Multiverse: if one of your pieces are captured then Multiverse will bring you to a position where it's mate in 1 for you, but the mate will be extremely hard
create the most stupid chess pieces!

THE ATOMIC BOMB. the game ends as a draw because both the kings are gone, there are no pieces on the board,
Multiverse: if one of your pieces are captured then Multiverse will bring you to a position where it's mate in 1 for you, but the mate will be extremely hard
M1s aren't hard to spot

Can be moved by either player, moves like a king, and can’t be captured, but the move is a random dice roll, as you can’t choose the square it moves to

Someone probably already did this, but: THE WALL 1.Can be placed 2.Doesn't move 3.Stops checkmate 4.Knights can't jump over THE WALL

Here's another one: The Kamikaze (probably been done before, but if you think I'm going to look through 200+ examples to see, think again)
- The Kamikaze is a random piece on each person's side (can be anything except the king) which is set to blow itself up after a random number of moves. The explosion is like a capture in atomic chess, only it takes everything out — including pawns and even the Kamikaze's own pieces.
- The Kamikaze for each side (and the number of moves before they go off) is randomly decided by someone else. The number of moves before either explosion must be greater than ten, but it can otherwise be any number; and the numbers for both are not necessarily the same.
- Neither player knows which piece it is, or when it's going to happen. Not even for their own side.
- If the Kamikaze is captured before it explodes, it is "defused" and no explosion occurs. Players will not be made aware of this and will continue to be paranoid.
- If the Kamikaze makes a capture, nothing out of the ordinary happens (unless, of course, it's time for it to blow up).
- Obviously, a kamikaze that kills the king in its explosion wins the game by default, or loses if it kills its own king.
- If either king is checkmated, the kamikaze on the "losing" side automatically explodes. If it takes out the checkmating piece, the game continues; if it takes out the opposing king, the game is a draw. Otherwise, it's a normal loss.

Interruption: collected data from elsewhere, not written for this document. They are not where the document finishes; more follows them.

PR #222, opened 2019-08-23
Prevent call of self::getClient when not in static context

robertfausk:
...cause it will break when PantherTestCaseTrait is used in a class
which implements and uses getClient with object context.

This maybe-issue was introduced with:
https://github.com/symfony/panther/commit/b9225b01285b67b857fabb7c9211c473a7687e49

In my specific case I have a method in object context wich will break my test application:
https://github.com/robertfausk/mink-panther-driver/blob/master/src/PantherDriver.php#L62

### DIFF
--- a/src/PantherTestCaseTrait.php
+++ b/src/PantherTestCaseTrait.php
@@ -159,7 +159,10 @@ trait PantherTestCaseTrait
         }
 
         if (\is_callable([self::class, 'getClient'])) {
-            return self::getClient(self::$pantherClient);
+            $rm = new \ReflectionMethod(self::class, 'getClient');
+            if ($rm->isStatic()) {
+                return self::getClient(self::$pantherClient);
+            }
         }
 
         return self::$pantherClient;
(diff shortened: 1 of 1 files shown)


dunglas:
This method is always static isn’t it?

robertfausk:
If a class is using the PantherTestCaseTrait and implementing
```PHP
public function getClient()
```
then this method of the implementing class will be called.

E.g. following will result in an error:
```
public function getClient()
{
    $this->doSomething();
}
```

The duck in duck chess needs to be a piece. It can be moved anywhere in a turn, blocking the other persons piece. 🦆
@Chessian-Ian : this piece makes 1 minor blunder for every 10 best moves (great= 2 best and brilliant=5 bests) (because in chess games that's what happen to me)
For the kamikaze, the number of moves until the explosions should be longer the more valuable the piece is. Like, for example, if a queen and knight are selected, the queen should explode 3 times more slowly than the knight or something like that so that you get more value out of it, it would otherwise be unfair for your queen to blow up on turn ten and on thirtiet move an opponent's pawn explodes


Duck: After a move, the player has to put the duck anywhere on the board and the opponent cannot move a piece to that particular square. You cannot leave the duck anywhere and have to move it after you make a move. Hope that makes sense.
ICBMG piece: when you play a gambit, an ICBM will come to the board and kill your opponent and set the board to the ICBM Gambit.